1. Introduction
With the continuous development of economic growth and urbanization, the scale of cities is increasing, and many cities are increasingly plagued by traffic jams. Traffic brings a series of social problems, such as time-consuming travel for residents, frequent traffic accidents, environmental pollution, and fuel consumption increases [
1]. These problems greatly reduce the quality of life of urban residents. Therefore, the transportation department has formulated many measures to alleviate urban congestion, namely improving traffic infrastructure, charging congestion fees, providing route guidance, promoting public transport, and implementing traffic control [
2,
3]. However, when the contradiction between urban traffic supply and demand is long-term and urban resources are limited, it is not possible to solve this problem only by increasing road infrastructure, and it is also very difficult to alleviate traffic congestion by increasing road infrastructure when the traffic infrastructure has been perfected. With the continuous development and progress of science and technology, traffic management can be improved in a digital and intelligent way, namely through the construction of an Intelligent Transportation System (ITS) [
4]. Intelligent transportation systems can integrate traffic management, traffic information, vehicle control, and other systems. Advanced computer technology, communication technology, sensing technology, artificial intelligence, and other technologies are effectively integrated into the traffic management system, the organic combination of people, roads, and cars, to establish an efficient operation of the traffic and transportation comprehensive management system, to provide a theoretical basis for managers to carry out active traffic control.
An intelligent transportation system is an effective means to relieve traffic congestion, and traffic flow prediction is the basis and key to the realization of an intelligent transportation system. It can not only provide accurate travel information for travelers but also help traffic management Induce more effective judgments. The goal of traffic prediction is to predict the traffic operation state parameters for a period of time in the future based on the historical data (such as traffic speed, traffic flow, etc.) collected by detectors on the road network. The predicted content can be traffic flow, traffic speed, travel time, etc. From the perspective of time forecasting, traffic flow forecasting can be divided into two categories, namely short-term traffic flow forecasting and long-term traffic flow forecasting. Long-term forecasts focus on monthly or annual traffic flow forecasts useful for urban construction or transportation planning. Short-term forecasting focuses on making real-time forecasts of potential traffic flows over a short period of time (e.g., minutes) in the future. Its prediction results are widely used in traffic control, congestion prediction, and other fields. Since the performance of an intelligent transportation system largely depends on the accuracy of short-term real-time traffic flow prediction [
5], accurate and sensitive short-term traffic flow prediction results can be used for traffic light control, vehicle scheduling, police deployment, etc. To provide an effective basis, the traffic management department can take certain control and scheduling measures in a timely manner through the forecast results so as to avoid or alleviate the occurrence of traffic congestion as much as possible. Residents can also rely on short-term forecast results to reasonably plan travel time and routes, saving travel time and improving travel efficiency. Therefore, the research on short-term traffic flow forecasts has important theoretical and practical significance.

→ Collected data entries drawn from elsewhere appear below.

PR #50, opened 2021-06-10
RM-307 GitHub action yarn test and build

arielmelendez:
Introduces a github action to test and build the library.

### DIFF
--- a/.github/workflows/nodejs-ci.yml
+++ b/.github/workflows/nodejs-ci.yml
@@ -13,7 +13,7 @@ jobs:
         with:
           node-version: '14.x'
       - name: Install dependencies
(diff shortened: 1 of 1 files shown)


.github/workflows/nodejs-ci.yml
```diff
@@ -0,0 +1,20 @@
...
+
+on: [ push, pull_request ]
+jobs:
+  build:
+
+    runs-on: ubuntu-latest
+
+    steps:
+      - uses: actions/checkout@v2
+      - name: Use Node.js 14.x
```
agsuy, line 11: Should not we be using v14.17.0 here based on core .nvmrc?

Predicting the future state of the transportation system has always been a challenging task, especially for city-wide traffic flow forecasting, which involves many complex factors. First, compared to individual roadway forecasting, city-wide forecasting requires an assessment of the overall traffic conditions of the urban road network. The urban road network consists of many road segments, and the traffic flow on a particular road segment is affected by both upstream and downstream road segments as well as adjacent road segments. Therefore, city-wide forecasting cannot ignore this complex spatial relationship of the urban road network. At the same time, urban traffic flow forecasting is a typical time series forecasting problem, and the long-term time correlation in the traffic series is difficult to be captured by traditional forecasting methods, especially when modeling its periodicity and trend. In addition, an urban traffic system is a system with nonlinearity and uncertainty, and its traffic state is also affected by weather, traffic accidents, holidays, and other factors. Traditional prediction models cannot solve the above challenges. Therefore, how to improve prediction accuracy is worthy of further discussion.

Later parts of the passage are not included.